12.4 Dealing with daylight saving and leap years
One of the problems that arises in the case of data with high frequency is the change of local time due to daylight saving (DST). This happens in some countries two times a year: in spring, the time is moved one hour forward (typically at 1 a.m. to 2 a.m.), while in the autumn, it is moved back one hour. The implications of this are terrifying from a forecasting point of view because one day of the year has 23 hours, while the other has 25 hours. This leads to modelling difficulties because all the business processes are typically aligned with the local time. This means that if the conventional seasonal ETS model with \(m=24\) fits the data, it will only work correctly in half of the year. If the smoothing parameter \(\gamma\) is high enough then after the DST change, the model will start updating the states and eventually will adapt to the new patterns, but this implies that \(\gamma\) will be higher than needed, introducing unnecessary reactivity in the model and thus wider prediction intervals.
There are two solutions to this problem:
- Shift the periodicity for one day, when the time changes from 24 to either 23, or 25, depending on the time of year;
- Introduce categorical variables for factors, which will mark specific hours of the day.
The first option is more challenging to formalise mathematically and implement in software, but does not require estimation of additional parameters – we only need to change the seasonality lag from 24 to either 23 or 25 for a specific day depending on the specific time change. This approach for seasonal ETS is implemented in adam()
if the data has appropriate timestamps and is framed as a zoo
object or something similar. The second option relies on the already discussed mechanism of ETSX{D} with categorical variables (Section 10.5) and is in general simpler. Given the connection between seasonality in the conventional ETS model and the ETSX{D} with categorical variables for seasonality, both approaches should be equivalent in terms of final forecasts.
The second problem in the high frequency data is the leap years. It can also be solved shifting the periodicity from \(m=365\) to \(m=366\) on 29th February in the spirit of option (1) or using the categorical variables approach (2). There is a difference, however: the latter assumes the estimation of an additional parameter, while the former would be suitable for the data with only one leap year in the data, where the estimation of the seasonal index for 29th February might be difficult. However, given the discussion in Section 12.3, maybe we should not bother with \(m=365\) in the first place and rethink the problem, if possible. Having 52/53 weeks in a year has similar difficulties but at least does not involve the estimation of so many initial seasonal states.
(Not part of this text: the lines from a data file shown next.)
PR #304, opened 2021-12-03
chore(deps): Add action to bump version of firecracker in e2es

Callisto13:
Note: The firecracker version included in the bootstrap.sh of this PR
is a dummy version so I can see that everything works.
(Everything code-wise still works, the number is just one behind what
it should be while I set up.)

The action will open a PR to bump the version when a new one is
available upstream.
The new fork firecracker release wont actually exist yet, as there are some
manual steps required to update the macvtap feature branch on our fork.
These manual steps will be detailed in the PR.

See it in action here: https://github.com/weaveworks/flintlock/pull/307


jmickey (approved):

.github/workflows/fork.yaml
```diff
@@ -0,0 +1,77 @@
...
+        if [[ "$new_version" == "" ]]; then
+          echo "No new Firecracker release. Nothing to do. (this is not an error, no worries.)"
+          exit 1
+        fi
+
+        echo 'NEW_VERSION<<EOF' >> $GITHUB_ENV
+        echo "${new_version}" >> $GITHUB_ENV
+        echo 'EOF' >> $GITHUB_ENV
+    - name: Create PR
+      if: ${{ success() }}
```
richardcase, line 29: Instead of `if: ${{ success() }}` i'm wondering if you change the expression so that this is only executed if there is a new version, so something like  `if: ${{ env.NEW_VEWRSIOn != "" }}`  and then in the **Bump firecracker** step we do do away with the `exit 1`

Callisto13: yeh that sounds better 👍

jmickey (approved):

PR #308, opened 2021-12-06
feat: remove option to set volume snapshotter

### LINKED ISSUE #180: Only allow devmapper for volumes
Currently when using a container for a volume we allow the user to specify a different snapshotter instead of devmapper. flintlock won't work easily with another snapshotters for volumes so we should remove this option. 

Callisto13:

Flintlock does not handle other snapshotters well, so we should be
opinionated about this. There is no real reason to support others.

Fixes #180

I have done the lightest possible change here: simply removed the flag and set the default at the point we wire the containerd config. I chose to do this here rather than in the ImageService (there is a little `getSnapshotter` thing) so that all containerd config was grouped upfront for easier tracing.

**Checklist**:

- [ ] includes documentation
- [ ] adds unit tests


richardcase (dismissed):
I like that its set outside of the image service....just in case another snapshotter comes along that we can use.

richardcase (approved):

PR #320, opened 2021-12-13
feat: Change API to use Additional Kernel Args

### LINKED ISSUE #312: Change API to use Additional Kernel Args

Currently we expect the user to specify the kernel args when creating a new microvm. This requires the user to know what args are recommended for Firecracker (and in the future Cloud Hypervisor).

We should adopt an opinionated view on the kernel cmdline args and use ones that are recommended by FC or cloud Hypervisor and only allow the user to add to them.

We should extend the microvm Provider interface to return the kernel cmdline args.

The user of flintlock shouldn't need to know what kernel args are recommended for a specific provider and so we should hide this to give a better UX.

yitsushi:

 The user of flintlock shouldn't need to know what kernel args are recommended for a specific provider and so we should hide this to give a better UX.

Fixes #312

**Checklist**:

- [x] includes documentation
- [x] adds or updates e2e tests


api/types/microvm.proto
```diff
@@ -66,7 +66,9 @@ message MicroVMSpec {
 message Kernel {
   // Image is the container image to use.
   string image = 1;
-  // Cmdline is the kernel command line args.
+  // Cmdline is the additional kernel command line args. Each provider has its
+  // own recommended list, they will be used automatically. This field is for
+  // additional values.
```
richardcase, line 71: I'm wondering if we change away from a string to a key:value structure (map[string]string in go) where value can be a empty string. And then we construct the cmd line as a string after we we take the defaults for the provider and merge them with the additional ones supplied by the user.

We'd want some sort of precedence logic as well. For example, we default Firecracker to using a data source of no cloud with the Firecracker metadata service but perhaps they have their own metadata service so in the additional args they would supply `ds=nocloud-net;s=http://supercoolmetadata/latest/` and it would overwite the default for firecracker.

infrastructure/firecracker/config.go
```diff
@@ -88,7 +89,11 @@ func WithMicroVM(vm *models.MicroVM) ConfigOption {
 			})
 		}
 
-		kernelArgs := vm.Spec.Kernel.CmdLine
+		kernelArgs := defaults.KernelCmdLine
```
richardcase, line 92: I think the provider should publish their default args (as a k:v)...related to comment above.

infrastructure/firecracker/config.go
```diff
@@ -88,7 +89,11 @@ func WithMicroVM(vm *models.MicroVM) ConfigOption {
...
+
+		if vm.Spec.Kernel.CmdLine != "" {
```
richardcase, line 94: This logic can then be generic (i.e. live outside of the firecracker provider) to flintlock and use the defaults from the provider.

infrastructure/firecracker/config.go
```diff
@@ -113,6 +119,40 @@ func WithMicroVM(vm *models.MicroVM) ConfigOption {
...
+	return config.KernelCmdLine{
+		"console":       "ttyS0",
+		"reboot":        "k",
+		"panic":         "1",
+		"pci":           "off",
+		"i8042.noaux":   "",
+		"i8042.nomux":   "",
+		"i8042.nopnp":   "",
+		"i8042.dumbkbd": "",
+		"ds":            "nocloud-net;s=http://169.254.169.254/latest/",
```
richardcase, line 152: Is it worth adding a comment  about the `ds` arg as well?

richardcase (approved):
I like this, it's good that if CmdLine is specified in the request that it overwrites the values of any of the default args if they exist or just adds a new arg. Adding the ability to remove a default arg would make the api more complex

There is one minor comment but think we can go with this.

infrastructure/firecracker/config.go
yitsushi: I tried to find a kernel level documentation about it, but the only one I found is the cloudinit documentation that does not really tell us what is it really only to "just set it and you are good", and that documentation can be found easily searching for `nocloud-net`.

https://cloudinit.readthedocs.io/en/latest/topics/datasources/nocloud.html

PR #321, opened 2021-12-13
chore(test): Get only first output from create func

Callisto13:
Small thing I did not notice at the time.


test/tools/run.py
```diff
@@ -99,7 +99,7 @@ def create_device(config_file, org_id, project_id, device_name, userdata):
         f"Creating device {cfg['device']['name']} with config {pretty}")
 
     welder = Welder(token, cfg)
-    ip = welder.create_all()
+    ip = welder.create_all()[0]
```
richardcase, line 102: Can the call to `welder.create_all()` fail? Although this question has no bearing on the change.

richardcase (approved):
What would

test/tools/run.py
Callisto13: yes it can, but it has no impact on what that value is used for, as i have neglected to handle any errors properly and they just panic 😜

PR #324, opened 2021-12-14
Add service file for systemd

Callisto13:
As part of my docs writing I realised that having an option to manage flintlockd with systemd looks a bit more pro than "start the server with an `&`".

The `--parent-iface` flag is of course required and means some sort of user input. I did consider an EnvironmentFile, but it's a bit "eh" and the systemd creators deeply regret its inclusion.
I am documenting that users need to do something here.

### DIFF
--- a/flintlockd.service
+++ b/flintlockd.service
@@ -1,0 +1,34 @@
+# Copyright The flintlock Authors
+
+# Licensed under the Apache License, Version 2.0 (the "License");
+# you may not use this file except in compliance with the License.
+# You may obtain a copy of the License at
+
+#     http://www.apache.org/licenses/LICENSE-2.0
+
+# Unless required by applicable law or agreed to in writing, software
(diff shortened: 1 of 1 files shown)


yitsushi:
We have viper included, i wonder why we don't have a `--config` option.

Callisto13:
are we not removing viper?

Callisto13:
but yeh if urfave/cli has a config file then we can use that

richardcase:
> but yeh if urfave/cli has a config file then we can use that

The PR that Soule has done for urfave/cli does  have a config file option.

Callisto13:
👍  do we want that as part of this PR or can i move forward with this one and come back to that?

richardcase:
> +1 do we want that as part of this PR or can i move forward with this one and come back to that?

Lets come back to it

Alternatively, De Livera (2010) proposed to tackle the problem of leap years, introducing the fractional seasonality via Fourier series. The model that implements this is called TBATS (it is an Exponential Smoothing state space model with Box-Cox transformation, ARMA errors, Trend, and Seasonal components, De Livera et al., 2011). While this resolves the aforementioned problem with leap years, the approach introduces an additional complexity, because now we need to select the number of harmonics to use, which in general is not straightforward.
Summarising, when trying to resolve the problem with DST and leap years, there are several possible solutions, each one of them having advantages and disadvantages. In order to decide which to use in the end, it makes sense to try out several of them and select the one that works better (e.g. produces lower forecast errors).